2021 Neighborhood Survey
Sally updated the TNA neighborhood survey with new questions related to re-evaluating the strategic plan developed a few years ago. Sally asked for feedback on the survey questions. Heather asked how the survey would be run; Sally said it will be online and awareness spread via normal marketing channels like newsletter, postcards, social media, etc. Sally asked about prizes as an incentive for filling out the survey; Dirk suggested “$20 to a business of your choice in Tangletown” and the board agreed with that. Sally will figure out the details, and write the final survey by the end of December.
Spaces: the committee is searching for a vendor to produce water tower signage that conforms to City requirements that the committee recently learned about.
Engagement: the committee completed a very successful winter coat drive, collecting 133 bags (931 lbs) of coats. They received great feedback from the organizations to which the coats were delivered. Sally also said she delivered all welcome bags to residents who moved to Tangletown in 2020.
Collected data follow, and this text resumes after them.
PR #3824, opened 2026-08-09
🤖 feat: copy/download context menu and richer previews for tool result images

ammar-agent:
## Summary

Renews the image experience for `attach_file` (and all other tool results that render images: `desktop_screenshot`, MCP tools) — adds a right-click context menu with **Copy image**, **Download image**, and **View full size** (plus keyboard shortcuts), filename captions on thumbnails, a copy/download action bar **and the same context menu** in the expanded lightbox, and download cards for PDF/SVG attachments that previously rendered no visual at all.

## Background

Tool result images were view-only: a thumbnail that opened a bare lightbox. There was no way to copy an image to the clipboard, no way to save it, no way to tell which file a thumbnail came from, and PDF/SVG attachments (which are real model attachments but excluded from the raster-image allowlist) were completely invisible in the tool card.

## Implementation

- **`src/browser/utils/imageActions.ts`** (new): shared image actions for base64 data URLs.
  - `copyImageDataUrlToClipboard` — Chromium's async Clipboard API only accepts `image/png` payloads, so non-PNG sources (JPEG/WebP/GIF/…) are re-encoded through an offscreen canvas first.
  - `downloadDataUrl` + `getImageDownloadFilename` — download with a sensible filename (attachment filename, else extension derived from media type, with `jpeg→jpg`, `svg+xml→svg` mapping).
  - `handleImageActionKeyDown` — shared handler for the new centralized keybinds `KEYBINDS.IMAGE_COPY` (mod+C) and `KEYBINDS.IMAGE_DOWNLOAD` (mod+S); defers mod+C to native copy when text is selected, suppresses the browser save dialog on mod+S, and stops propagation so global handlers (vim-mode Ctrl+C stream interrupt) don't fire.
- **`src/browser/components/ImageActionsMenu.tsx`** (new): shared right-click menu (Copy image / Download image + shortcut handling) used by both the thumbnail grid and the expanded lightbox, so the two surfaces stay consistent by construction.
- **`ToolResultImages`** (shared by attach_file / desktop_screenshot / MCP / generic tool cards):
  - Right-click (or 500ms long-press on touch) opens the shared menu with a thumbnail-only "View full size" item prepended, reusing the existing `useContextMenuPosition` infrastructure. Menu items show shortcut hints (hidden on mobile); the shortcuts work while the menu is open via a new `PositionedMenu.onKeyDown` prop.
  - Thumbnails now show a truncating filename caption when the media part carries one.
  - `extractImagesFromToolResult` normalizes `filename` (non-string/empty → `undefined`) without dropping the image.
- **`ImageLightbox`**: adds a footer bar with the filename plus Copy (with copied-feedback via the existing `useCopyToClipboard` hook) and Download actions. The full-size image offers the same right-click/long-press context menu as the thumbnails (menu copies route through the feedback hook so the Copy button flashes "Copied"); the same keyboard shortcuts work while the lightbox is open. Escape layering is preserved: Escape closes the menu first, then the lightbox.
- **`AttachFileToolCall`**: PDF and SVG media attachments — which are deliberately never rendered inline (SVG can contain scripts; see `sanitizeImageData`) — now surface as a download card instead of being invisible.

Security note: the existing raster-only allowlist and base64 validation in `sanitizeImageData` are unchanged; SVG remains never rendered in the DOM and is only offered as a download.

## Validation

- `make static-check` passes; 374 tests across `src/browser/features/Tools/` + new `imageActions` tests pass; full Storybook test-runner passes locally (343 tests).
- New unit tests: data-URL → Blob decoding, download filename derivation, filename normalization in `extractImagesFromToolResult`, image caption rendering, the PDF download-card branch, and keyboard-shortcut behavior (copy/download dispatch, selection deferral, unrelated-key passthrough).
- New Storybook coverage: Gallery gains a PDF download-card section; `ImageContextMenu` opens the right-click menu via a play function so Pixel snapshots capture it; `ImageLongPressMenu` exercises the touch-only 500ms long-press path and asserts the follow-up click is suppressed; `LightboxContextMenu` opens the menu on the expanded image and asserts Escape closes only the menu while the lightbox stays open.

## Risks

Low. The context menu wraps the existing thumbnail button without changing click-to-lightbox behavior, and the transcript-wide right-click menu is unaffected (buttons are already excluded via its interactive-target selector). Clipboard copy requires `ClipboardItem` support (available in Electron/Chromium); it fails gracefully with a console error elsewhere. New keybinds are scoped to focused image surfaces only (menu content / lightbox dialog), so they cannot shadow global shortcuts elsewhere.

---

_Generated with `mux` • Model: `anthropic:claude-fable-5` • Thinking: `xhigh` • Cost: `$0.00`_

### DIFF
--- a/src/browser/components/ImageActionsMenu.tsx
+++ b/src/browser/components/ImageActionsMenu.tsx
@@ -1,0 +1,87 @@
+import type React from "react";
+import { Copy, Download } from "lucide-react";
+import type { UseContextMenuPositionReturn } from "@/browser/hooks/useContextMenuPosition";
+import {
+  PositionedMenu,
+  PositionedMenuItem,
+} from "@/browser/components/PositionedMenu/PositionedMenu";
+import {
+  copyImageDataUrlToClipboard,
+  downloadDataUrl,
+  handleImageActionKeyDown,
+} from "@/browser/utils/imageActions";
+import { KEYBINDS, formatKeybind } from "@/browser/utils/ui/keybinds";
+
+export interface ImageActionsMenuImage {
+  dataUrl: string;
+  downloadFilename: string;
+}
+
+/** Copy an image data URL, logging (not throwing) on failure. */
+export function copyImageWithErrorLogging(dataUrl: string): void {
+  copyImageDataUrlToClipboard(dataUrl).catch((err: unknown) => {
+    console.error("Failed to copy image:", err);
+  });
+}
+
+interface ImageActionsMenuProps {
+  contextMenu: UseContextMenuPositionReturn;
+  /** The image the menu targets; null renders an empty (closed) menu */
+  image: ImageActionsMenuImage | null;
+  /** Extra leading menu items (e.g. "View full size" on thumbnails) */
+  children?: React.ReactNode;
+  /** Override the copy action (e.g. to surface copied-feedback in the lightbox) */
+  onCopy?: (dataUrl: string) => void;
+}
+
+/**
+ * Shared right-click menu for image surfaces (tool result thumbnails and the
+ * expanded lightbox) so both offer the same Copy/Download actions and
+ * keyboard shortcuts.
+ */
+export function ImageActionsMenu(props: ImageActionsMenuProps) {
+  const image = props.image;
+  const copy = props.onCopy ?? copyImageWithErrorLogging;
+
+  return (
+    <PositionedMenu
+      open={props.contextMenu.isOpen}
+      onOpenChange={props.contextMenu.onOpenChange}
+      position={props.contextMenu.position}
+      onKeyDown={(e) => {
+        if (!image) return;
+        const consumed = handleImageActionKeyDown(e, {
+          copy: () => copy(image.dataUrl),
+          download: () => downloadDataUrl(image.dataUrl, image.downloadFilename),
+        });
+        if (consumed) {
+          props.contextMenu.close();
+        }
+      }}
+    >
+      {image && (
+        <>
+          {props.children}
+          <PositionedMenuItem
+            icon={<Copy />}
+            label="Copy image"
+            shortcut={formatKeybind(KEYBINDS.IMAGE_COPY)}
+            onClick={() => {
+              copy(image.dataUrl);
+              props.contextMenu.close();
+            }}
+          />
+          <PositionedMenuItem
+            icon={<Download />}
+            label="Download image"
+            shortcut={formatKeybind(KEYBINDS.IMAGE_DOWNLOAD)}
+            onClick={() => {
+              downloadDataUrl(image.dataUrl, image.downloadFilename);
+              props.contextMenu.close();
+            }}
+          />
+        </>
+      )}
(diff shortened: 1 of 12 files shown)


ammar-agent:
@codex review

ammar-agent:

- **Keyboard shortcuts for image actions** (`PRRT_kwDOPxxmWM6XrIno`): Added centralized `KEYBINDS.IMAGE_COPY` (mod+C) and `KEYBINDS.IMAGE_DOWNLOAD` (mod+S), handled by a shared `handleImageActionKeyDown` helper wired into both the image context menu (via a new `PositionedMenu.onKeyDown` prop) and the lightbox. Shortcut hints render in the menu items and lightbox buttons and are hidden on mobile (`hidden sm:inline`). mod+C defers to native copy when text is selected; mod+S suppresses the browser save dialog; both stop propagation so global handlers (e.g. vim-mode Ctrl+C stream interrupt) don't fire. "View full size" needs no extra bind — Enter/Space on the focused thumbnail button already opens the lightbox. Covered by new behavioral tests in `imageActions.test.ts`.
- **Touch long-press contract** (`PRRT_kwDOPxxmWM6XrInq`): Added the `ImageLongPressMenu` play story, which fires `touchStart`, waits past the 500ms long-press threshold for the menu to open, then verifies the follow-up click is suppressed (no lightbox on top of the menu).

@codex review

ammar-agent:
@codex review

Follow-up: the expanded lightbox now offers the same right-click/long-press context menu as the thumbnails, via a new shared `ImageActionsMenu` component (used by both surfaces so they can't drift). Escape layering verified by the new `LightboxContextMenu` play story: Escape closes the menu first, lightbox stays open.

ammar-agent:
Addressed the lightbox long-press finding (`PRRT_kwDOPxxmWM6Xr3XJ`), plus a user-reported alignment bug in the same surface:

- **Lightbox long-press contract**: `LightboxContextMenu` now reopens the menu via the touch path (real `Touch` instance, 500ms long-press) against the lightbox's full-size image, so the lightbox-specific touch wiring is exercised directly — the thumbnail contract no longer stands in for it. Notable detail: the synthetic touch events must populate `changedTouches`, because the Radix dialog mounts react-remove-scroll whose document-level touch listeners read `changedTouches[0]` and crash otherwise (this is why the touch path needed a lightbox-specific contract — the thumbnail story never hits that code path).
- **Cursor alignment fix**: `PositionedMenu` anchored via a `position: fixed` span, which resolves against the nearest transformed ancestor — inside `DialogContent` (centered with `translate(-50%,-50%)`) the menu opened hundreds of pixels away from the cursor. Replaced with a Radix `virtualRef` anchor measured in viewport coordinates, immune to caller transforms. The play function asserts menu-to-cursor alignment (100px tolerance for collision flipping) as a regression contract.

Validation: full Storybook test-runner passes locally (346 tests); alignment verified interactively (menu opens exactly at dispatch coordinates inside the dialog); `make static-check` + unit tests pass.

@codex review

Environmental: the True Cost virtual movie screening and panel had 35 attendees. An upcoming event on Saturday Nov 21 will focus on respectful, mindful donations. Energy efficiency rebates are still being promoted, and the committee is looking for testimonials.
Equity: the Mapping Prejudice was postponed until early December. The committee met with Councilmember Jeremy Schroeder about the East Philips land-use project at the Roof Depot site. They also discussed whether to request recognition as a standing committee. Pat asked for approval for $300 for an honorarium for authors of two upcoming book discussions. Sally said she thought the funds could be pulled from NRP funds and/or donations.
Pat made a motion that the board approve up to $300 for author honorariums. Brenda seconded. Voice vote, all in favor, motion approved.
Executive Director Update
December Meeting: the December meeting has usually been canceled in favor of a non-business board gathering. A board member suggested a baking/food/beverage exchange. Dirk suggested a shorter “casual” virtual board meeting or a food-shelf donation drop-off, but asked Sally to send a poll to board members.
Final reimbursement request: Sally usually waits until December to submit the final reimbursement, plus with the final $9,000 grant funds, our January bank balance should be settled and healthy.